** What you will do **
The answer is to be an exact copy of the lines below running from the line with "PR #7272, opened 2016-06-22" down to the line with "jbardin: should we", both ends included, and nothing more.

** Information provided **
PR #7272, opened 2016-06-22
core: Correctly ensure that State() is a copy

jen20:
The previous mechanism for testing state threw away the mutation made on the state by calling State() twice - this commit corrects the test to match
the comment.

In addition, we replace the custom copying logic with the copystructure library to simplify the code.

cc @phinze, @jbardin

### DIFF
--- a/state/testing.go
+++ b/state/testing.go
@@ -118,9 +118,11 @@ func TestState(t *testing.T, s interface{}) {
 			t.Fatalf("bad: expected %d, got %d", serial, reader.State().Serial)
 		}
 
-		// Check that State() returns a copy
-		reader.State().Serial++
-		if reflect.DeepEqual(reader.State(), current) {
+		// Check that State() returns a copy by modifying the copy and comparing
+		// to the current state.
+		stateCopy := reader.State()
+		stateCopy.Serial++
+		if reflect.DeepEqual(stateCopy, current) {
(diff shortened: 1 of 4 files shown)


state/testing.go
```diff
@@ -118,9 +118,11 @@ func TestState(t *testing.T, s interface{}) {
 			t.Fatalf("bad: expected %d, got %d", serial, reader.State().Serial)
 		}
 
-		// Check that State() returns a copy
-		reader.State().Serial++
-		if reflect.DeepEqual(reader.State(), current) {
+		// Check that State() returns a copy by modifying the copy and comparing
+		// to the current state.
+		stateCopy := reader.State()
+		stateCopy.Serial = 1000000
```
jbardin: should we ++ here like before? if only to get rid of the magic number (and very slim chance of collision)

* * *

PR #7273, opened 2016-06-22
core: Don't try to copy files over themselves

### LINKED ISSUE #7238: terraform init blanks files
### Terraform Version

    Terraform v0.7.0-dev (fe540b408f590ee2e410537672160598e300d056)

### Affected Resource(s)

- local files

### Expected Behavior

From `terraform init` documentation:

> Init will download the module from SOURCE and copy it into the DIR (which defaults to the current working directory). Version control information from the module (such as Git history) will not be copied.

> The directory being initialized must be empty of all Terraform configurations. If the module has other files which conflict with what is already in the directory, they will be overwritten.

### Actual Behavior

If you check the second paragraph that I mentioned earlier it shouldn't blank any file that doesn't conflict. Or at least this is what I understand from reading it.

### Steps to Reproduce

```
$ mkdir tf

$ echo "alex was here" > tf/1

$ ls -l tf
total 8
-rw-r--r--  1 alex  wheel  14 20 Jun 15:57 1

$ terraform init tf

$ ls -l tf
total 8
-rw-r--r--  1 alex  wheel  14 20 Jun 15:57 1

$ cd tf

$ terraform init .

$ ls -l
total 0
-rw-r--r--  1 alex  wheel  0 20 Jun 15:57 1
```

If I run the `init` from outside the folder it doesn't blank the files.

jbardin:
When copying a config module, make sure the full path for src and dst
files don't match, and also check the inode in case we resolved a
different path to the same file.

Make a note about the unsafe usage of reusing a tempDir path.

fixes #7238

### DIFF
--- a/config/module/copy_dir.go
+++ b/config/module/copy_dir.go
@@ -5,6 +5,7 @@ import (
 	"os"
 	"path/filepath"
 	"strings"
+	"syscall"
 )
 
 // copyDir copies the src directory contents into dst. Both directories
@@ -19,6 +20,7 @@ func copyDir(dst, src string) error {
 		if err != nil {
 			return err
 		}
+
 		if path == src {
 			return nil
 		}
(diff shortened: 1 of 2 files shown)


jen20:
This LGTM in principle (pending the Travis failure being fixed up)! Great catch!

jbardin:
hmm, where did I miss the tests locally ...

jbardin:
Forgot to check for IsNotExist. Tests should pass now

** Solved problem **
PR #7272, opened 2016-06-22
core: Correctly ensure that State() is a copy

jen20:
The previous mechanism for testing state threw away the mutation made on the state by calling State() twice - this commit corrects the test to match
the comment.

In addition, we replace the custom copying logic with the copystructure library to simplify the code.

cc @phinze, @jbardin

### DIFF
--- a/state/testing.go
+++ b/state/testing.go
@@ -118,9 +118,11 @@ func TestState(t *testing.T, s interface{}) {
 			t.Fatalf("bad: expected %d, got %d", serial, reader.State().Serial)
 		}
 
-		// Check that State() returns a copy
-		reader.State().Serial++
-		if reflect.DeepEqual(reader.State(), current) {
+		// Check that State() returns a copy by modifying the copy and comparing
+		// to the current state.
+		stateCopy := reader.State()
+		stateCopy.Serial++
+		if reflect.DeepEqual(stateCopy, current) {
(diff shortened: 1 of 4 files shown)


state/testing.go
```diff
@@ -118,9 +118,11 @@ func TestState(t *testing.T, s interface{}) {
 			t.Fatalf("bad: expected %d, got %d", serial, reader.State().Serial)
 		}
 
-		// Check that State() returns a copy
-		reader.State().Serial++
-		if reflect.DeepEqual(reader.State(), current) {
+		// Check that State() returns a copy by modifying the copy and comparing
+		// to the current state.
+		stateCopy := reader.State()
+		stateCopy.Serial = 1000000
```
jbardin: should we ++ here like before? if only to get rid of the magic number (and very slim chance of collision)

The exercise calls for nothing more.